PR #2724, opened 2026-08-23
Bug 2065864 - Match webhook event selections exactly

loganrosen:
Bug 1979028 added the `attachment_change` webhook event, but `should_send` checked the comma-separated event setting with substring regular expressions. Because `attachment_change` contains both `change` and `attachment`, a webhook configured only for attachment modifications also received bug modification and new attachment events.

This parses the stored setting into exact event tokens before applying the existing routing-key checks. It also uses the exact `change` token for the moved-product/component fallback, where the same substring collision occurred.

The new connector test covers each event independently, verifies that `attachment_change` does not leak into the two shorter event names, and exercises combined selections and the moved-product path.

Bug: https://bugzilla.mozilla.org/show_bug.cgi?id=2065864

**Testing:** `test_sanity t/001compile.t t/002goodperl.t t/005whitespace.t extensions/Push/t/webhook.t`

### DIFF
--- a/extensions/Push/lib/Connector/Webhook.pm
+++ b/extensions/Push/lib/Connector/Webhook.pm
@@ -62,7 +62,7 @@ sub should_send {
   return 0 unless Bugzilla->params->{webhooks_enabled};
 
   my $webhook = Bugzilla::Extension::Webhooks::Webhook->new($self->{webhook_id});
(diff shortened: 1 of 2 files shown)


dklawren (approved):
Thanks r=dkl

PR #2726, opened 2026-08-25
Bug 2060932 - Support GitHub-style collapsible sections in comments

suhaibmujahid:
Comments render markdown with cmark's safe option and every `<` escaped beforehand, so raw HTML never reaches the parser. Instead of weakening that, convert the four disclosure tags back to real elements after rendering: mark the escaped tags in text nodes (skipping pre/code so the syntax can still be documented), then re-parse so the block level elements are lifted out of the paragraph markdown wrapped them in.

Only those four exact tags are recognized and they never carry attributes, so no other markup can be smuggled in. The marker characters are stripped from the input so they cannot be forged, and unbalanced tags cannot leak an unclosed element into the page.

### DIFF
--- a/Bugzilla/Markdown.pm
+++ b/Bugzilla/Markdown.pm
@@ -36,6 +36,30 @@ sub _build_markdown_parser {
 }
 
 my $MARKDOWN_OFF = quotemeta '#[markdown(off)]';
+
+# The only raw HTML allowed in comments: GitHub-style collapsible sections.
+# Markdown rendering escapes all tags, so the escaped text is swapped back to
+# real elements afterwards. Only these exact tags are recognized and they never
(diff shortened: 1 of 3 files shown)


dklawren:
@kyoshino Is this something that you could take over and finish for us? Given your past experience with markdown comments and rendering.

kyoshino:
Sure, will check it out!

kyoshino:
Tested quickly, locally. If the `open` attribute is attached, it doesn’t work. Nested `<details>` are fine.

https://gist.github.com/scmx/eca72d44afee0113ceb0349dd54a84a2

image

kyoshino:
Also a header in title needs `display: inline-block`:

```html
<details><summary>

# Summary (h1)
</summary>
content
</details>
```

image

PR #2733, opened 2026-09-01
Bug 2066252 - Require a target milestone when adding checkin-needed-tb

tobypilling:
- Prevent adding `checkin-needed-tb` without a target milestone for Calendar, MailNews Core, and Thunderbird bugs.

* Exercise instructions:
Output the line holding "-36,6 +36,30 @@", then every later line through the end of the records above, exactly as given and nothing else.

* Solution to this exercise:
@@ -36,6 +36,30 @@ sub _build_markdown_parser {
 }
 
 my $MARKDOWN_OFF = quotemeta '#[markdown(off)]';
+
+# The only raw HTML allowed in comments: GitHub-style collapsible sections.
+# Markdown rendering escapes all tags, so the escaped text is swapped back to
+# real elements afterwards. Only these exact tags are recognized and they never
(diff shortened: 1 of 3 files shown)


dklawren:
@kyoshino Is this something that you could take over and finish for us? Given your past experience with markdown comments and rendering.

kyoshino:
Sure, will check it out!

kyoshino:
Tested quickly, locally. If the `open` attribute is attached, it doesn’t work. Nested `<details>` are fine.

https://gist.github.com/scmx/eca72d44afee0113ceb0349dd54a84a2

image

kyoshino:
Also a header in title needs `display: inline-block`:

```html
<details><summary>

# Summary (h1)
</summary>
content
</details>
```

image

PR #2733, opened 2026-09-01
Bug 2066252 - Require a target milestone when adding checkin-needed-tb

tobypilling:
- Prevent adding `checkin-needed-tb` without a target milestone for Calendar, MailNews Core, and Thunderbird bugs.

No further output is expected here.